___ PROVIDED MATERIAL

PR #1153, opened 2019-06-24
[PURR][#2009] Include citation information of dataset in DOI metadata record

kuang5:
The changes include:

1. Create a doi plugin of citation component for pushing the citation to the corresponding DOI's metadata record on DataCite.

______
___ PROVIDED MATERIAL

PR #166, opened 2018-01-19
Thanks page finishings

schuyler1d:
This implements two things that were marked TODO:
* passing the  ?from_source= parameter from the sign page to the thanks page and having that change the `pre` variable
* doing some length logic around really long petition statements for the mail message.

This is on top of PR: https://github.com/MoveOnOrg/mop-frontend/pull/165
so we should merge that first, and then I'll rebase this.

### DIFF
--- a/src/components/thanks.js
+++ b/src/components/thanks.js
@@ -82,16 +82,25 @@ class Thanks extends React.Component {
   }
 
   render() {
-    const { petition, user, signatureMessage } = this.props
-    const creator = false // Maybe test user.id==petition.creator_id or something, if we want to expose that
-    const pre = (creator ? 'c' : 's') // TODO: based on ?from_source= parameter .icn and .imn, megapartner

______

> WHAT TO DO: Pull every line containing the word "components" out of the material and copy it.

> ANSWER TO THIS TASK:
--- a/src/components/thanks.js
+++ b/src/components/thanks.js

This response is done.